1. Ist es besser einen Überdruck oder einen Unterdruck zu haben?

2. Stört eine große Grafikkarte den Airflow?, ist es dann besser auch in die Seitenwand einen Lüfter einzubauen?

MfG Jonas


----------



## Gast0707215 (9. Mai 2013)

*AW: Grafikkarte stört Airflow? welche Lüfterposition? Ober- oder Unterdruck?*

also ich kann mir vorstellen (sicher weiß ich es aber nicht), dass es besser ist, unterdruck zu haben als überdruck:


weil wenn man mehr luft rein als rausbläst, gibt es hotspots im case und der luftstrom kommt unter anderem zum erliegen.

bei unterdruck wird mehr raus als rein geblasen, was eigentlich keine negativen aspekte hat ?!



eine große gpu kann den airflow definitiv stören. ist z.b. in der front ein lüfter unten eingebaut, dann kommt die große und lange gpu und hinten oben/oben wird rausgeblasen so kann kein luftstrom aufrecht erhalten werden da sie den airflow quasi "teilt"
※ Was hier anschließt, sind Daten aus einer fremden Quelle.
PR #4235, opened 2021-01-10
fix: web-server should check session when fetching

### LINKED ISSUE #3868: web-server should check session when fetching
https://github.com/taskcluster/taskcluster/blob/12f59699fa1efeea1136decb98b1eca49bcd19bd/services/web-server/src/login/PostgresSessionStore.js#L48-L58

This fetches the session by hashedSessionId, but does not verify that the sessionId actually matches the row.  Given a hash collision (unlikely), this could be used to steal sessions given access to the DB.  So it's not a huge deal.  But we should fix it.

rbrishabh:
Fixes #3868 
 
 Hi @djmitche, sorry for the delay in getting back with this really short fix! 
 
 How does this look?
 I am afraid I will trouble you a little bit more!
 
 I've made the change but I'm not 100% sure how to check if it's working! Could you please help me with that?
 
 Thank you!

### DIFF
--- a/services/web-server/src/login/PostgresSessionStore.js
+++ b/services/web-server/src/login/PostgresSessionStore.js
@@ -52,7 +52,7 @@ module.exports = function ({ session, db, options = {} }) {
 
         if (!row) {
           return callback();
-        } else if (db.decrypt({ value: row.data.encrypted_session_id }).toString('utf8') !== sessionId){
+        } else if (db.decrypt({ value: row.encrypted_session_id }).toString('utf8') !== sessionId){
           return callback();
         }
 
--- a/services/web-server/src/login/PostgresSessionStore.js
+++ b/services/web-server/src/login/PostgresSessionStore.js
@@ -52,6 +52,8 @@ module.exports = function ({ session, db, options = {} }) {
 
         if (!row) {
           return callback();
+        } else if (db.decrypt({ value: row.data.encrypted_session_id }).toString('utf8') !== sessionId){
+          return callback();
         }
 
         return callback(null, row.data);
--- a/services/web-server/test/session_store_test.js
+++ b/services/web-server/test/session_store_test.js
@@ -4,6 +4,7 @@ const session = require('express-session');
 const { promisify } = require('util');
 const helper = require('./helper');
 const PostgresSessionStore = require('../src/login/PostgresSessionStore');
+const hash = require('../src/utils/hash');
 
 helper.secrets.mockSuite(testing.suiteName(), [], function(mock, skipping) {
   helper.withDb(mock, skipping);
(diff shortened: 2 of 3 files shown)


djmitche (approved):
Looks perfect!  I think this is sufficiently low-level that we can skip a changelog.

As for testing, I don't see an easy way to do so other than testing manually in a deployment, which I will do now.  I'll change the hash in the DB and in my browser, and see that the session s no longer valid.

djmitche (changes requested):
Ah, it does look like `session_store_test.js` needs to be updated.

Within that file, you could test it as follows:

* Create a new session with `sessionid1`
* Use a DB query to update the `hashed_session_id` column to the hash `sessionid2`
* Try `session.get('sessionid2')`

I think that might involve calling `await helper.db._withDbClient(async client => { .. })` which is a little awkward since that `_` suggests you shouldn't be calling it -- but it's OK since this is in tests.

rbrishabh:
@djmitche thanks for your review!
how does this look now?
Thanks!

djmitche:
I'll take a look next week, but right off I notice that the test suite failed in CI -- perhaps you can take another look before then?

A changelog can be added with `yarn changelog --issue 3868 --silent`.

services/web-server/test/session_store_test.js
```diff
@@ -67,6 +68,28 @@ helper.secrets.mockSuite(testing.suiteName(), [], function(mock, skipping) {
...
+      const currentHash = hash(currentSession);
+
+      const newSession = 'sessionid2';
+      const newHash = hash(newSession);
+
+      //creates a new session
+      await store.set(currentSession, { cookie: {} });
+
+      // updates the hash of that session
+      await helper.db._withDbClient(async client => {
```
djmitche, line 84: and here, I think you want `_withClient` :)

services/web-server/src/login/PostgresSessionStore.js
```diff
@@ -52,6 +52,8 @@ module.exports = function ({ session, db, options = {} }) {
 
         if (!row) {
           return callback();
+        } else if (db.decrypt({ value: row.data.encrypted_session_id }).toString('utf8') !== sessionId){
```
djmitche, line 55: I think you want just `row.encrypted_session_id` here -- `data` is the session data itself.  That should fix the errors about `kid` in the tests.

djmitche (changes requested):

rbrishabh:
thanks @djmitche! I'll get to those changes soon!
part of the reason why I couldn't notice those errors was because I'm yet to run taskcluster on my system! The changes I've made so far are just by looking at the schema!
It's in my plans to provision taskcluster and get back into full force very soon!
In the meantime, thanks for your patience and for your quick reviews!

djmitche:
Sure thing.  If you want a bit more sync help, you can check out #taskcluster at https://chat.mozilla.org/.

djmitche:
See #4280 for the better way to access `_withClient`.

services/web-server/test/session_store_test.js
djmitche: (also, it needs a first argument of 'read' or, in this case 'write' -- that's another thing that #4280 makes easier)

djmitche:
@rbrishabh how is it going?

rbrishabh:
hi @djmitche! Had a busy week with work.
Getting to this during weekend!
Sorry for the delay!

rbrishabh:
Hi @djmitche!
Once again, I really apologize for the delay in making these tiny changes!!
I had a superbusy week!

Also, I think this looks good now!
What do you think?

djmitche (approved):
```
Error: Direct uses of DB found in services/: services/web-server/test/session_store_test.js:  helper.withDbClient = fn => helper.db._withClient('write', fn); (while executing task Services are not using node-pg)
```
wow, we even have a test for that -- I had forgotten!

I'll land my changes in #4279 right after this, and doing so should fix that failing test.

unter der obigen bedingung kann ich mir vorstellen, dass ein seitenlüfter sinn machen würde, da dann ja eh kein airflow vorhanden ist, der dadurch gestört werden kann.


----------



## Adi1 (9. Mai 2013)

*AW: Grafikkarte stört Airflow? welche Lüfterposition? Ober- oder Unterdruck?*

Die Frage, ob ein Über- oder Unterdruck besser ist, ist völlig irrelevant.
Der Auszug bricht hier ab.